Many of us want to effect positive change in today’s world.  We want to make good personal choices and we want to connect with others in communities of action regionally and even globally.  This year-long program will help us explore the challenges inherent in pursuing sustainable living in today’s world and offer concrete tools to move toward a positive global future.  Based on the idea that effective community action stems from careful self-reflection, the program will focus on a simultaneous journey inward as well as outward.

Sustainability as we understand it today is embedded in the belief systems and practices of many traditional societies.  In this program, our work will be guided primarily by one such system:  The Yoga Sutras of Patanjali.  This ancient philosophical system is still profoundly relevant today.  The Sutras teach that, with practice, we can transform ourselves. We will explore this philosophical system and its code of conduct in-depth, investigating personal, societal, political, environmental and global themes of sustainability. We will consider ways to make sustainable choices through a regular inquiry of our assumptions about ourselves and the world with an eye towards the creation of a sustainable society.

We will develop our understanding of sustainability through lectures, disciplinary workshops, films, and a series of guest speakers. Students will engage in weekly critical book seminars, regular writing assignments, in-depth research and writing projects, independent and collaborative work, and regular program discussion.  In addition, much of the work will be highly experiential, using radical personal accountability and a rigorous examination of the habits of the mind to explore the body as a micro-organism of the outer natural world. Practice, an important concept in many spiritual traditions around the world, is a central theme in the program. Weekly yoga and awareness classes, workshops, self-reflective writing and other expressive arts practices will provide opportunities for students to examine their own habitual patterns of behavior and develop insight into new ways of being.  No experience in yoga is necessary. This program is suitable for any interested student.  Students will also engage in regular, extensive community service.

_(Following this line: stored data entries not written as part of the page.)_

Issue #294, opened 2021-03-03
makefile should check if kustomize is installed


benoitf:
After pulling recent changes and performing `$ make install`
I got

```
deploy/generate-deployment.sh: line 128: kustomize: command not found
make: *** [generate_deployment] Error 127
```

it should check if the tool exists and for example on macos propose to do: `brew install kustomize`

amisevsk:
It should already do this, from the `_kustomize` rule:
```
_kustomize:
ifeq (, $(shell which kustomize))
	@{ \
	set -e ;\
	KUSTOMIZE_GEN_TMP_DIR=$$(mktemp -d) ;\
	cd $$KUSTOMIZE_GEN_TMP_DIR ;\
	go mod init tmp ;\
	GOFLAGS="" go get sigs.k8s.io/kustomize/kustomize/v3@v3.5.4 ;\
	rm -rf $$KUSTOMIZE_GEN_TMP_DIR ;\
	}
KUSTOMIZE=$(GOBIN)/kustomize
else
KUSTOMIZE=$(shell which kustomize)
endif
```
I suspect the issue may be in how `$PATH` is configured on macOS -- it should include `$GOPATH/bin`

amisevsk:
Fixed by https://github.com/devfile/devworkspace-operator/pull/324

PR #324, opened 2021-03-15
Download required version of kustomize to bin/kustomize/

amisevsk:
### What does this PR do?
Make the `_kustomize` rule download kustomize to `.kustomize/kustomize`, and use this version of kustomize for all Makefile-related calls. This is required since different versions of kustomize output differently formatted yaml templates, resulting in spurious changes to files in deploy/.

Fixes https://github.com/devfile/devworkspace-operator/issues/294

### Is it tested? How?
Tested three cases: 
1. Nothing in `.kustomize` or folder does not exist -> download kustomize v4.0.5 there
2. Wrong version kustomize in `.kustomize/kustomize` -> delete current and redownload
3. Kustomize present and correct version -> do nothing

cc: @benoitf Could you also test these changes to make sure it works as expect on macOS?

### DIFF
--- a/.github/workflows/release.yml
+++ b/.github/workflows/release.yml
@@ -25,13 +25,11 @@ jobs:
         uses: actions/setup-python@v2
         with:
           python-version: 3.6
-      - name: Setup Kustomize & yq
+      - name: Setup yq
         run: |
           python -m pip install --upgrade pip
           pip install yq
 
-          cd /usr/bin
-          curl -s "https://raw.githubusercontent.com/kubernetes-sigs/kustomize/kustomize/v4.0.5/hack/install_kustomize.sh" | bash
           cd ${GITHUB_WORKSPACE}
       - name: Build image, generate deployments and push git tag
         run: |
--- a/.github/workflows/release.yml
+++ b/.github/workflows/release.yml
@@ -31,7 +31,7 @@ jobs:
           pip install yq
 
           cd /usr/bin
-          curl -s "https://raw.githubusercontent.com/kubernetes-sigs/kustomize/kustomize/v4.0.4/hack/install_kustomize.sh"  | bash
+          curl -s "https://raw.githubusercontent.com/kubernetes-sigs/kustomize/kustomize/v4.0.5/hack/install_kustomize.sh" | bash
           cd ${GITHUB_WORKSPACE}
       - name: Build image, generate deployments and push git tag
         run: |
@@ -39,4 +39,5 @@ jobs:
           git config --global user.email "mkuznets@redhat.com"
 
           export GITHUB_TOKEN=${{ secrets.CHE_INCUBATOR_BOT_GITHUB_TOKEN }}
+          export KUSTOMIZE=/usr/bin/kustomize
           ./make-release.sh --version ${{ github.event.inputs.version}}
--- a/.github/workflows/release.yml
+++ b/.github/workflows/release.yml
@@ -37,5 +37,4 @@ jobs:
           git config --global user.email "mkuznets@redhat.com"
 
           export GITHUB_TOKEN=${{ secrets.CHE_INCUBATOR_BOT_GITHUB_TOKEN }}
-          export KUSTOMIZE=/usr/bin/kustomize
           ./make-release.sh --version ${{ github.event.inputs.version}}
--- a/Makefile
+++ b/Makefile
@@ -30,9 +30,6 @@ DEVWORKSPACE_CTRL_SA=devworkspace-controller-serviceaccount
 INTERNAL_TMP_DIR=/tmp/devworkspace-controller
 BUMPED_KUBECONFIG=$(INTERNAL_TMP_DIR)/kubeconfig
 RELATED_IMAGES_FILE=$(INTERNAL_TMP_DIR)/environment
-KUSTOMIZE_VER=4.0.5
-export KUSTOMIZE_DIR=./bin/kustomize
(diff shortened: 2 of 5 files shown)


sleshchenko (approved):
LGTM

I'm just not really happy with having many folders in the projects root. 
So, I would suggest we download everything we need to one folder, like `.bin`.
If it makes sense, it can then has subfolders.

[testbin](https://github.com/devfile/devworkspace-operator/blob/main/Makefile#L126) may go there as well

amisevsk:
Fixed an issue where cached kustomize isn't used in generate_deployment.sh, and moved binaries into `bin/` instead of separate folders.

JPinkney (approved):
Ah, the beauty of working with kustomize :upside_down_face:

benoitf (approved):
```
$  make install
...
{Version:kustomize/v4.0.5 GitCommit:9e8e7a7fe99ec9fbf801463e8607928322fc5245 BuildDate:2021-03-08T20:53:03Z GoOs:darwin GoArch:amd64}
kustomize installed to devworkspace-operator/bin/kustomize/kustomize
Checking for devfile/api CRDs
CRDs from devfile/api are already initialized
Generating config for Kubernetes
File saved to devworkspace-operator/deploy/current/kubernetes/combined.yaml
...
```

deploy/generate-deployment.sh
```diff
@@ -105,7 +105,16 @@ for var in "${required_vars[@]}"; do
   fi
 done
 
-required_bin=(kustomize envsubst csplit yq)
+if [ -z ${KUSTOMIZE} ]; then
+  echo "Required env var KUSTOMIZE not set. Set KUSTOMIZE to point to a kustomize v4.0.5 binary"
```
sleshchenko, line 109: Seems it's going to break release script.

amisevsk: :disappointed: I should've known!

I'll look into it. I assume we'll need to do something similar during release to avoid the same versioning issue we're facing everywhere else.

sleshchenko: but don't duplicate. Let's move kustomize install into script or make release uses makefile.

sleshchenko (approved):

.github/workflows/release.yml
```diff
@@ -31,12 +31,13 @@ jobs:
           pip install yq
 
           cd /usr/bin
-          curl -s "https://raw.githubusercontent.com/kubernetes-sigs/kustomize/kustomize/v4.0.4/hack/install_kustomize.sh"  | bash
+          curl -s "https://raw.githubusercontent.com/kubernetes-sigs/kustomize/kustomize/v4.0.5/hack/install_kustomize.sh" | bash
```
sleshchenko, line 34: well, I would let makefile install the kustomize. Otherwise, released deployment can be different from what we have in main branch after we upgrade kustomize in one place

Makefile
```diff
@@ -310,19 +313,16 @@ install_cert_manager:
 	kubectl apply --validate=false -f https://github.com/jetstack/cert-manager/releases/download/v1.0.4/cert-manager.yaml
 
 _kustomize:
```
sleshchenko, line 315: Since it's only generate-deployment.sh who needs kustomize https://github.com/devfile/devworkspace-operator/blob/main/Makefile#L185, maybe it makes sense to move installing there ?

.github/workflows/release.yml
amisevsk: True, but currently make-release.sh doesn't depend on make at all and calls the script directly :/ 

I wonder if make is even installed in the ubuntu runner

Makefile
amisevsk: Good idea -- done.

.github/workflows/release.yml
amisevsk: Fixed by moving download of kustomize into generate-deployment.sh

.github/workflows/release.yml
```diff
@@ -25,18 +25,17 @@ jobs:
...
-          cd /usr/bin
-          curl -s "https://raw.githubusercontent.com/kubernetes-sigs/kustomize/kustomize/v4.0.4/hack/install_kustomize.sh"  | bash
           cd ${GITHUB_WORKSPACE}
       - name: Build image, generate deployments and push git tag
         run: |
           git config --global user.name "Mykhailo Kuznietsov"
           git config --global user.email "mkuznets@redhat.com"
 
           export GITHUB_TOKEN=${{ secrets.CHE_INCUBATOR_BOT_GITHUB_TOKEN }}
+          export KUSTOMIZE=/usr/bin/kustomize
```
sleshchenko, line 40:
```suggestion
```

README.md
```diff
@@ -29,12 +29,13 @@ metadata:
 ## Prerequisites
 - go
 - git
-- kustomize.io
 - sed
 - jq
 - yq (python-yq from https://github.com/kislyuk/yq#installation, other distributions may not work)
 - docker
 
+Note: kustomize `v4.0.5` is required for most tasks. It is downloaded automatically to the `.kustomize` folder in this repo when required. This downloaded version is used regardless of whether or not kustomize is already installed on the system.
```
sleshchenko, line 37: Not really for most but it's not really matter.

sleshchenko (approved):

README.md
amisevsk: By number, maybe not, but it's needed for `make install` and `make uninstall` :)

tinakurian (approved):

PR #325, opened 2021-03-16
Sync makefile and default deployment CRDs versions

sleshchenko:
### What does this PR do?
It's just a quick fix to update default deployment to the desired, but we would need to rework how we define devfile CRDs to avoid such desync in future.

No issue is created but it fixes:

```
error: error validating "samples/plugins/theia-next.yaml": error validating data: ValidationError(DevWorkspaceTemplate.spec.components[1].volume): unknown field "ephemeral" in io.devfile.workspace.v1alpha2.DevWorkspaceTemplate.spec.components.volume; if you choose to ignore these errors, turn validation off with --validate=false
```
when you try to create devworkspace with ephemeral volume used on the default deployment.

### DIFF
--- a/deploy/deployment/kubernetes/combined.yaml
+++ b/deploy/deployment/kubernetes/combined.yaml
@@ -7074,6 +7074,11 @@ spec:
                                     description: Configuration overriding for a Volume
                                       component in a plugin
                                     properties:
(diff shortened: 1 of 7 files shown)


amisevsk (approved):
:facepalm:

PR #326, opened 2021-03-16
Fix accidentally applying flattened DW to cluster in reconcile

amisevsk:
### What does this PR do?
We're accidentally applying the flattened DevWorkspace content to the cluster, overwriting the original file. This PR is a minor fixup to avoid that issue, but we should improve this in the future to better delineate the 'working copy' flattened DevWorkspace from the DevWorkspace that exists on the cluster.

### Is it tested? How?
1. `kubectl apply -f samples/with-k8s-ref/theia-next.yaml`
2. Wait for workspace to be waiting for deployment and check that resource on cluster is unchanged (e.g. `kubectl apply -f samples/with-k8s-ref/theia-next.yaml` a second time should report `devworkspace.workspace.devfile.io/theia unchanged`


sleshchenko (approved):
Tested and works fine.

There is an issue with not propagate IDE url, but it's not really related.

PR #329, opened 2021-03-17
Introduce latest web terminal plugin version

sleshchenko:
### What does this PR do?
It's possible way to fix https://issues.redhat.com/browse/WTO-65, I'm a bit tired to see 4.5.0 on the all  OpenShift versions. But we can't simply remove 4.5.0 versions not to break existing instances.

It will be needed to cherry-pick in to v1alphax branch if we decide it's a good idea.

https://issues.redhat.com/browse/WTO-65

### Is it tested? How?
tested that web terminal started.


amisevsk (approved):
:+1:

JPinkney (approved):
Makes sense to me

sleshchenko:
Adding volume to custom terminal tooling in moved to https://github.com/devfile/devworkspace-operator/pull/360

In Fall quarter, students will be introduced to basic concepts in sustainability and personal leadership.  We will examine and experiment with personal practices in the areas of food, consumption and spending   Students will begin to generate ideas for projects that integrate sustainability issues, which will be developed over the course of the program.  In Winter quarter, we will focus on themes of transportation and energy use in the context of climate change, examining local community responses. Students will work on their research projects.   In Spring quarter, we will examine case studies on successful sustainability initiatives in a variety of cultures around the world.  Students will have the chance to work globally or locally applying what they have learned fall and winter to a project of their choice.  These projects could include research, field studies, or extensive community service locally or abroad.

This program will change your life.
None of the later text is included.